--- START ---

PR #2092, opened 2022-07-23
[IDEA-293658] Allow to use placeholders in Markdown run commands feature

i582:
# Placeholders in Markdown block code

Placeholders are piece of command like `%name%` that describe some common value in a command or set of commands.

For example ([link](https://github.com/EXL/BeGameLauncher/blob/master/ReadMe.md) to the original repository):

```sh
mkdir -p res/%name%/
mkdir -p locales/%name%/pre/
```

Here we want these two commands to be executed with some `name` value.

However, at the moment, if you try to run this command in the IDE through the icon next to the block of code, then it will simply try to execute the command, which, of course, will lead to errors.

This PR adds support for such commands by adding an intermediate dialog where the user is prompted to enter placeholder values.

Fixes [IDEA-293658](https://youtrack.jetbrains.com/issue/IDEA-293658/Allow-to-use-placeholders-in-Markdown-run-commands-feature)


GerMoranBYON:
This would be a useful feature to get merged.

PR #2095, opened 2022-07-28
Added ability to open file in active tab group regardless of the presence of the file in other tab groups

Cavantar:
This attempts to add back functionality that was present in intellij some time ago.
Previously on OpenFile/Project/* Modal you used be able to open file in active pane using Alt+Shift+Enter
It's very annoying when instead of opening file in current tab group it's changing the file in the other tab group that was used specifically for context if target file happens to be in that tab group.
In case there are no other open file modifiers and alt is pressed it opens file in selected tab group.

This is my first public pr, I don't know much about the project.
There may be significant issues with this approach. 
Please point me in the right direction if there are issues.


yole:
The main problem with this approach is that it hard-codes the modifier key used for the new behavior, whereas other open modes (Open in new window, Open in right split) allow modifying the shortcuts. The correct approach is to add a new action "Open in current tab group" and to use its modifier key to trigger the new behavior, as is done for other actions in the `getOpenMode` method.

batya239:
Hey, Jakub! Feel free to recreate PR once it will address problems mentioned above.

PR #2097, opened 2022-08-01
Startup param parsing: do not break on first param

dunno99:
Startup param parsing is erroneously returning early on the first
recognized paramter. This limits the number of startup parameters
to just one.

The fix is to remove the "break" statements, which presumably is
a left over from an optimization when there was only one parameter.


yole:
Thanks! I've manually merged your changes.

PR #2102, opened 2022-08-11
IDEA-298773: Fix memory leak in GotoSymbolModel2

npaige:
Use SymbolSearchEverywhereContributor instead of Project for the parent
disposable for the extension point listeners.


npaige:
Closing in favor of https://github.com/JetBrains/intellij-community/pull/2125, which also updates usages in tests.

PR #2347, opened 2023-03-10
IDEA-315065: Exclude JUnit3 from IDE classpath

gharrma:
It clashes with junit4.jar, but cannot be removed from IntelliJ entirely because an old IntelliJ quickfix once suggested to add it to the user's classpath.

---

Issue link: https://youtrack.jetbrains.com/issue/IDEA-315065


develar:
Thanks! The proposed change in the process of the merge.

gharrma:
Thanks Vladimir!

PR #2348, opened 2023-03-10
Fix KTS unresolved symbols by using the same jdk.table entry as project JDK

vmadalin:
### Description
affects IntelliJ

The reason for those unresolved symbols in the KTS, is in fact an issue with picking the JDK table entry from the jdk.table.xml in the [ScriptSdksBuilder.getScriptSdkByJavaHome](https://github.com/JetBrains/intellij-kotlin/blob/e2c105911e1fca5b7fe6b9dc10cf9f75463a3c13/core/src/org/jetbrains/kotlin/idea/core/script/ucache/ScriptSdksBuilder.kt#L71) that will end up been used to resolve the symbols for the KTS files. In particular, given a JDK path, the first entry is returned that contains the same `homePath`.

platform return first jdk table entry given  a path

Unfortunately, this logic doesn't take into consideration that may exist different entries for the same `homePath` with corrupted roots and at the same time this entry may not be the same as the one used by the `Project JDK` (entry name specified under `.idea/misc.xml`). Meaning that depending on the user `jdk.table.xml` ordering they may end up facing this issue, making it difficult to predict how many of them will be affected.

### Example:
Given a `Project JDK` using `project-jdk-name="jbr-17"`

- [OK scenario](https://user-images.githubusercontent.com/18151158/224314059-5f36d38f-169a-4137-84d4-937beede8822.png) ✅ 
```xml
<jdk version="2"> 
    <name value="jbr-17" />
    <homePath value="$USER_HOME$/jdk17/mac-arm64/Contents/Home" />
     <roots>
        <classPath>
            <root url="jrt:///USER_HOME$/jdk17/mac-arm64/Contents/Home!/java.base" type="simple" /> #valid paths
...
<jdk version="2"> 
    <name value="jbr-17-corrupted" />
    <homePath value="$USER_HOME$/jdk17/mac-arm64/Contents/Home" />
     <roots>
        <classPath>
            <root url="jrt:///INVALID/jdk17/mac-arm64/Contents/Home!/java.base" type="simple" /> #invalid paths
... 
```

- [KO scenario](https://user-images.githubusercontent.com/18151158/224314050-99c9f6fd-c5a1-4571-8aca-6b70739ebb3a.png) ❌ 
```xml
<jdk version="2"> 
    <name value="jbr-17-corrupted" />
    <homePath value="$USER_HOME$/jdk17/mac-arm64/Contents/Home" />
     <roots>
        <classPath>
            <root url="jrt:///INVALID/jdk17/mac-arm64/Contents/Home!/java.base" type="simple" /> #invalid paths
...
<jdk version="2"> 
    <name value="jbr-17" />
    <homePath value="$USER_HOME$/jdk17/mac-arm64/Contents/Home" />
     <roots>
        <classPath>
            <root url="jrt:///USER_HOME$/jdk17/mac-arm64/Contents/Home!/java.base" type="simple" /> #valid paths
...
```

### Solution
In order to keeping consistency cross project when possible we suggesting to reuse same `jdk.table` entry specified for the `Project JDK`, this will keep things aligned regarding which JDK will be used to resolve symbols.

### DIFF
--- a/plugins/gradle/testSources/org/jetbrains/plugins/gradle/extensions/SdkExtensions.kt
+++ b/plugins/gradle/testSources/org/jetbrains/plugins/gradle/extensions/SdkExtensions.kt
@@ -1,0 +1,47 @@
+// Copyright 2000-2023 JetBrains s.r.o. and contributors. Use of this source code is governed by the Apache 2.0 license.
+package org.jetbrains.plugins.gradle.extensions
+
+import com.intellij.openapi.projectRoots.Sdk
+import com.intellij.openapi.roots.OrderRootType
+import com.intellij.openapi.vfs.VfsUtil
+import com.intellij.openapi.vfs.VirtualFile
+import com.intellij.testFramework.VfsTestUtil
+import java.io.File
+import java.io.FileNotFoundException
+
+val Sdk.rootsFiles
+  get() = OrderRootType.getAllTypes().flatMap { rootType ->
+    rootProvider.getFiles(rootType).map { it to rootType }
+  }
+
+val Sdk.rootsUrls
+  get() = OrderRootType.getAllTypes().flatMap { rootType ->
+    rootProvider.getUrls(rootType).map { it to rootType }
+  }
+
+fun Sdk.cloneWithCorruptedRoots(tempDir: File): Sdk {
+  val sdkClone = clone() as Sdk
+  val corruptedRoots = generateCorruptedJdkRoots(sdkClone, tempDir)
+  sdkClone.sdkModificator.run {
+    removeAllRoots()
+    corruptedRoots.forEach { (type, file) ->
+      addRoot(type, file)
+    }
+    commitChanges()
+  }
+  return sdkClone
+}
+
+private fun generateCorruptedJdkRoots(
+  jdk: Sdk,
+  tempDir: File,
+): List<Pair<VirtualFile, OrderRootType>> {
+  val vfsTempDir = VfsUtil.findFile(tempDir.toPath(), true) ?: throw FileNotFoundException("Unable to find ${tempDir.path}")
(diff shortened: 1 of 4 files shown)


klunnii:
The proposed solution is based on the assumption that a project JDK is set and the default one is a project one.
Please, take a look at `ScriptSdksBuilder#getDefaultSdk`. In case a project JDK is missing the first one that `ScriptSdksBuilder#canBeUsedForScript` is chosen. That is, KO scenario is still possible at least in theory.

What if instead of taking the default we change the behavior of `ScriptSdksBuilder#getScriptSdkByJavaHome` letting it jump over the broken entries? Something like this:
``` kotlin
        return runReadAction { ProjectJdkTable.getInstance() }.allJdks
            .firstOrNull { it.homeDirectory == javaHomeVF && it.canBeUsedForScript()}
            //.find { it.homeDirectory == javaHomeVF }
            //?.takeIf { it.canBeUsedForScript() }
```
`canBeUsedForScript()` probably needs to be adjusted as well.

Other than that the commit lacks tests. Can I ask you to look at `GradleBuildFileHighlightingTest` and `ScriptConfigurationHighlightingTestGenerated`? I think the case should be somehow reflected there.

vmadalin:
@klunnii Thanks for pointing this out, absolutely agree that the `project JDK` may not be defined for example when creating a new project and syncing the first time, but not only.

I also added a new test `MultiplesJdkTableEntriesWithSamePathButFirstHasCorruptedRoots` that validates the changes, using the existing `GradleBuildFileHighlightingTest` implementation but configuring the `jdk.table` properly to be able to reproduce the described scenario. I hope this makes sense to you. Thank you

klunnii:
Looks good! Merged as https://github.com/JetBrains/intellij-community/commit/46666ba96af867ab5606f46a78c4847abe4541aa. Thank you!

PR #2349, opened 2023-03-10
Fix debugger freeze while searching for inline function call sites

nikita-nazarov:
Related issue: https://youtrack.jetbrains.com/issue/KTIJ-24736/Debugger-IDE-freeze-due-to-long-read-action-in-ClassNameProvider.findInlinedCalls

Previously when trying to place a breakpoint in an inline function, the debugger would have to find all of its call sites to perform this action. If you, for example, put a breakpoint in one of standard library functions, the searching would take a huge amount of time. Things became worse, when you wanted to unset a breakpoint and the searching process was still not finished. Unsetting a breakpoint required a write action, which waited for the previously launched read action to find all the inline function call sites. As a result freeze could happen and the debugger UI would be unresponsive until all of the call sites were found. This pr replaces EmptyProgressIndicator with ProgressIndicatorBase, which allows the action to be cancelled when needed.


vladimirdolzhenko:
Thanks, merged as https://github.com/JetBrains/intellij-community/commit/7284b4bdc58c84f28b56ab24245e6642cf493015

PR #2350, opened 2023-03-10
Fix stepping out of inline lambdas

nikita-nazarov:
Related issue: https://youtrack.jetbrains.com/issue/KTIJ-24239/Debugger-stepping-out-of-inline-lambdas-on-one-line-doesnt-work

Previously when trying to step out of an inline lambda, the debugger would always perform a line-wise stepping out. This behaviour resulted in errors when trying to step out of one-line inline lambdas - you would always jump to the next line. This commit sets the minimal stepping size when trying to step out of an inline lambda.

I have to admit, that after merging https://github.com/JetBrains/intellij-community/pull/2342, this pull request will also improve the smart stepping experience. Right now, when trying to smart step into inline lambdas like: `1.let { it }.let { it + 1 }.let { it + 2 }`, the debugger will always stop in `{ it }` because of crossing the Kotlin fake line number. After merging the mentioned pr, we will still not be able to smart step into `{ it + 1 }` or `{ it + 2 }` because of https://youtrack.jetbrains.com/issue/KTIJ-24239/Debugger-stepping-out-of-inline-lambdas-on-one-line-doesnt-work. The debugger will always jump to the next line. Current pull request will allow performing smart stepping correctly.

### DIFF
--- a/plugins/kotlin/jvm-debugger/core/src/org/jetbrains/kotlin/idea/debugger/core/stepping/KotlinRequestHint.kt
+++ b/plugins/kotlin/jvm-debugger/core/src/org/jetbrains/kotlin/idea/debugger/core/stepping/KotlinRequestHint.kt
@@ -56,8 +56,9 @@ class KotlinStepOverRequestHint(
     stepThread: ThreadReferenceProxyImpl,
     suspendContext: SuspendContextImpl,
     private val filter: KotlinMethodFilter,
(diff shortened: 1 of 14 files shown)


zuevmaxim:
Merges as bd67493ae9647d753794504b798a815e94b2f699 and 173b6f3819d8da23d803ae3c153af540b035fea9

PR #2351, opened 2023-03-13
Remove unnecessary if condition check

scruel:


AMPivovarov:
Not unnecessary, see missing 'break' in the clause above.

PR #2353, opened 2023-03-13
PY-57950 - Quick Documentation not working in Python Console if the caret is at the end of the expression

rendner:
PR for [PY-57950](https://youtrack.jetbrains.com/issue/PY-57950/Quick-Documentation-not-working-in-Python-Console-if-the-caret-is-at-the-end-of-the-expression)


EliseevEgor:
Hello, @rendner! Thank you for your PR. Your changes will be added to PyCharm with the next releases.

PR #2357, opened 2023-03-15
Add `org.openrewrite.Incubating` to known unstable API annotations

JLLeitschuh:
Link to project: https://github.com/openrewrite/rewrite

Link to annotation: https://github.com/openrewrite/rewrite/blob/main/rewrite-core/src/main/java/org/openrewrite/Incubating.java


amaembo:
It looks like, most of the [usages](https://mvnrepository.com/artifact/org.openrewrite/rewrite-java/usages) of openrewrite artifact are within the openrewrite project itself. Note that you can configure the inspection and add a custom annotation. We may consider hardcoding annotations from very popular projects but we are not inclined to support every single project in the world, as this increases the maintenance cost. Thank you for understanding.

PR #2359, opened 2023-03-20
Register WebP support as an ImageIO plugin

jgaillard85:
Currently, WebP support is manually registered on startup using the application service mechanism. For this it tries to get the IIORegistry default instance. If it had not yet been created, but is in the process of being created in another thread, that will lead to a race condition where only one of the instances will be retained and the WebP support might be lost.
Instead of manually registering the WebP support, this makes use of the plugin facility of ImageIO, where plugins that are present in the classpath will be automatically registered.
Defining an ImageIO plugin requires having files in META-INF/services which specify which services are implemented and where to find their implementations.

### DIFF
--- a/plugins/webp/resources/META-INF/plugin.xml
+++ b/plugins/webp/resources/META-INF/plugin.xml
@@ -8,6 +8,5 @@
     ]]></description>
   <extensions defaultExtensionNs="com.intellij">
     <fileType name="Image" extensions="webp"/>
-    <applicationService serviceImplementation="com.android.tools.adtui.webp.WebpMetadata$WebpMetadataRegistrar" preload="true"/>
   </extensions>
 </idea-plugin>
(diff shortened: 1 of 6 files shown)


jgaillard85:
You're right, as is this does not always work depending on who triggers the loading of ImageIO first, as it is their class loader that is going to be used for scanning for other plugins.
It is a pattern I had seen in the Images plugin (id: com.intellij.platform.images), so I think there is a problem with this one as well.

Is there a way to delay the WebP registration so that it doesn't conflict with the other format registrations that happen when during the loading of the splash screen? Or would it be possible to do the basic registration earlier (before plugins are loaded) so that the registration of the WebP plugin would correctly happen?

andrei-kuznetsov:
@jgaillard85, `com.intellij.platform.images` is a different story, because it is loaded from `platform` classloader. "Delaying a registration" sounds too vague. If we consider extreme case - delay the registration until IDE shutdown (the latest that we can delay it) - this does not make any sense either, because extensions will be registered too late. We need to find an interval when it is just perfect: not too late to be useful, not too early to avoid races.

If you have ideas - feel free to update this PR. Otherwise I suggest to submit a ticket to https://youtrack.jetbrains.com/issues/IDEA describing original problem, or containing a unit test reproducing the problem. Maybe it will be easier to move webp to the platform, or create dedicated EP in the platform to load extensions timely.

jgaillard85:
I don't know the inner workings of the platform well enough to know what is best to solve this.
I filed [IDEA-316037](https://youtrack.jetbrains.com/issue/IDEA-316037/WebP-support-registration-can-fail-due-to-ImageIO-not-being-thread-safe), I'm happy to continue the discussion there

PR #2360, opened 2023-03-20
Handle initial whitespace in Toml files

csrhodes:
If there is initial whitespace in a Toml file, it is logically next after a newline (in terms of parser states) despite that whitespace not actually containing a newline character.


csrhodes:
Thanks very much!

PR #2361, opened 2023-03-20
PY-49293 - improve install package suggestion

rendner:
https://youtrack.jetbrains.com/issue/PY-49293

This PR improves only the `Install package` suggestion and doesn't provide a solution for the whole issue.

I had to turn off the `PyPIPackageUtil.INSTANCE::isInPyPI` check when running the unit tests because I couldn't find another way to write tests. I'm unsure if this OK.


east825:
Hi! Sorry for completely forgetting about this one 😓. 
The problem was fixed a couple of years ago together with other changes related to the package installation quick fix.

PR #2362, opened 2023-03-23
 PY-37855 Use getWorkingDirectorySafe for getting a correct directory

heckad:
https://youtrack.jetbrains.com/issue/PY-37855/Working-directory-is-automatically-set-to-PyCharm-bin-folder-when-empty-in-Run-Debug-configuration


vladimir-koshelev:
The fix has been merged

PR #2363, opened 2023-03-24
Suppress K2 warning in Android Studio

gharrma:
Users cannot disable the Android plugin in Android Studio, so `AndroidPluginIncompatibilityCheckerStartupActivity` should not suggest it (especially now that Android Studio has started migrating to K2).


darthorimar:
@gharrma thank you for your PR :)

PR #2521, opened 2023-07-24
KTIJ-26366 False positive "Redundant empty class body" caused by local class followed by anything with parentheses

t-kameyama:
https://youtrack.jetbrains.com/issue/KTIJ-26366
https://youtrack.jetbrains.com/issue/KTIJ-26378


abelkov (changes requested):
Please also fix https://youtrack.jetbrains.com/issue/KTIJ-26378/False-positive-Redundant-semicolon-inspection-with-local-class-and-parenthesized-expression-on-next-line

abelkov (approved):

PR #2523, opened 2023-07-25
Revise SSH URL checker to allow '@' and ':' in path

flyn-org:
RFC 3986 allows '@' and ':' characters in the path component of a URL, but SSH_URL_PATTERN did not. This revises SSH_URL_PATTERN to allow these characters, so that Intellij supports URLs of the following form:

user_at_example_dot_com@example.com:/home/user@example.com/project

See also https://youtrack.jetbrains.com/issue/IDEA-326235.


flyn-org:
@a-krasilnikov, do you have any comment on this proposal?

flyn-org:
I teach an undergraduate class that would benefit from fixing this. Right now, the students must clone on the command line rather than from within IntelliJ IDEA because of the presence of '@' in the class's Git URLs. @ybedrov @klikh, and @a-krasilnikov, might it be possible to address this before our next semester? I am happy to help test the final solution.

flyn-org:
Confirmed shipped in idea-IC-241.14494.240 (ideaIC-2024.1.tar.gz). This is great. Thanks again!

PR #2524, opened 2023-07-27
[KTIJ-4113] - Enabling align when multiline option for chained methods

DanielFidalgo:
This PR makes the option 'Align when multiline' available for chained method calls that are wrapped.
Continuation indent still takes precedence and the option being anabled will only work when continuation indent is disabled.

### DIFF
--- a/plugins/kotlin/formatter/src/org/jetbrains/kotlin/idea/formatter/KotlinCommonBlock.kt
+++ b/plugins/kotlin/formatter/src/org/jetbrains/kotlin/idea/formatter/KotlinCommonBlock.kt
@@ -183,16 +183,88 @@ abstract class KotlinCommonBlock(
     // enforce indent to children when there's a line break before the dot in any call in the chain (meaning that
     // the call chain following that call is indented)
     private fun createIndentForQualifierExpression(enforceIndentToChildren: Boolean): Indent {
+        var spaces = 0
         val indentType = if (settings.kotlinCustomSettings.CONTINUATION_INDENT_FOR_CHAINED_CALLS) {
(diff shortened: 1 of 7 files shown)


dimonchik0036 (changes requested):
Please add tests for many different cases. Such changes should be well covered.
Also, the commit message is not properly formatted. Should be something like this:
```
[kotlin][formatter] Enable align when multiline option for chained methods

^KTIJ-4113 Fixed
```
[CONTRIBUTING.md](https://github.com/JetBrains/intellij-community/blob/master/plugins/kotlin/CONTRIBUTING.md#3-pull-request-requirements)

DanielFidalgo:
> Please add tests for many different cases. Such changes should be well covered. Also, the commit message is not properly formatted. Should be something like this:
> 
> ```
> [kotlin][formatter] Enable align when multiline option for chained methods
> 
> ^KTIJ-4113 Fixed
> ```
> 
> [CONTRIBUTING.md](https://github.com/JetBrains/intellij-community/blob/master/plugins/kotlin/CONTRIBUTING.md#3-pull-request-requirements)

Added test file and fixed commit message

dimonchik0036 (changes requested):
In Kotlin, we also have safe call chains (`a?.b`). Could you please add tests for this case too?
They can be mixed with regular dot calls in any order

DanielFidalgo:
> In Kotlin, we also have safe call chains (`a?.b`). Could you please add tests for this case too? They can be mixed with regular dot calls in any order

Added test file for safe access chain call testing

DanielFidalgo:
And I closed the PR thinking I was closing the change request 🤦

DanielFidalgo:
Opened new pull request on https://github.com/JetBrains/intellij-community/pull/2540 in case this PR cannot be reopened

PR #2525, opened 2023-07-27
KTIJ-26406 False negative "Unused unary operator" with more than one operator on same line

t-kameyama:
https://youtrack.jetbrains.com/issue/KTIJ-26406

スクリーンショット 2023-07-27 14 35 10

### DIFF
--- a/plugins/kotlin/idea/src/org/jetbrains/kotlin/idea/inspections/UnusedUnaryOperatorInspection.kt
+++ b/plugins/kotlin/idea/src/org/jetbrains/kotlin/idea/inspections/UnusedUnaryOperatorInspection.kt
@@ -34,36 +34,52 @@ import org.jetbrains.kotlin.resolve.calls.util.getType
 import org.jetbrains.kotlin.types.typeUtil.isPrimitiveNumberType
 
 class UnusedUnaryOperatorInspection : AbstractKotlinInspection() {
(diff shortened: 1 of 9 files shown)


plugins/kotlin/idea/src/org/jetbrains/kotlin/idea/inspections/UnusedUnaryOperatorInspection.kt
```diff
@@ -39,31 +40,30 @@ class UnusedUnaryOperatorInspection : AbstractKotlinInspection() {
         val operationToken = prefix.operationToken
         if (operationToken != KtTokens.PLUS && operationToken != KtTokens.MINUS) return
 
-        // hack to fix KTIJ-196 (unstable `USED_AS_EXPRESSION` marker for KtAnnotationEntry)
-        if (prefix.isInAnnotationEntry) return
```
abelkov, line 43: This line is still needed, even though tests pass without it :( I will expand the comment.

abelkov (changes requested):
Sorry, after your change there is a lot of new warnings on intellij-community project, please fix the inspection before we can commit this.

abelkov:
Can you please add a test for the false positive case that was found in intellij-community?

t-kameyama:
Added

abelkov (approved):

vladimirdolzhenko:
Thanks a lot for the contribution

PR #2528, opened 2023-07-30
[KTIJ-20757] Add a way to prevent the automatic creation of trailing lambdas

Abhimanyu14:
[KTIJ-20757] Add a way to prevent the automatic creation of trailing lambdas


Abhimanyu14:
This fixes the given issue, but the scenarios where `true` is required will now break.  
I am trying to find the scenario where we have to return `true` and when to return `false`.

Can anyone please help share info on the scenarios?

abelkov (changes requested):
Can you please add tests?

Abhimanyu14:
Hi @abelkov, 
Yes, I will add tests. (Yet to figure out how to do that). 

Before that, may I check if this change looks good as this is my first contribution in this repo. 

Thank You 🙏.

abelkov:
Ok, let me investigate a bit. I think I will add the tests myself, because this function is used in multiple places by different IDE actions.

abelkov:
Thank you. Actually, I found a better way to fix the issue. In `community/plugins/kotlin/idea/src/org/jetbrains/kotlin/idea/inspections/MoveLambdaOutsideParenthesesInspection.kt` we already have a similar check to not highlight the inspection as a warning if the argument is named or the argument list contains multiple lambdas. This check can be extracted from the inspection and used for all clients of `canMoveLambdaOutsideParentheses`.

abelkov:
Fixed by https://github.com/JetBrains/intellij-community/commit/2ee1427e0a6cf90cc74609da55b899064a689cdd

PR #2529, opened 2023-07-31
IDEA-326697 Add git with ssh support to the settings repository plugin

bc-lee:
On upgrading jgit from 5.x to 6.5, ssh support was removed. This change adds ssh support back to the settings repository plugin by using the `eclipse.jgit.ssh.jsch`.

I manually added a code for registering `JschConfigSessionFactory` to `SshSessionFactory` in `GitEx.kt` because I couldn't find a way to do it automatically.


bc-lee:
https://youtrack.jetbrains.com/issue/IDEA-326697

--- END ---

About this exercise:
Wherever the string "requirements" appears in the data above, copy the line it sits in.

Response to this task:
[CONTRIBUTING.md](https://github.com/JetBrains/intellij-community/blob/master/plugins/kotlin/CONTRIBUTING.md#3-pull-request-requirements)
> [CONTRIBUTING.md](https://github.com/JetBrains/intellij-community/blob/master/plugins/kotlin/CONTRIBUTING.md#3-pull-request-requirements)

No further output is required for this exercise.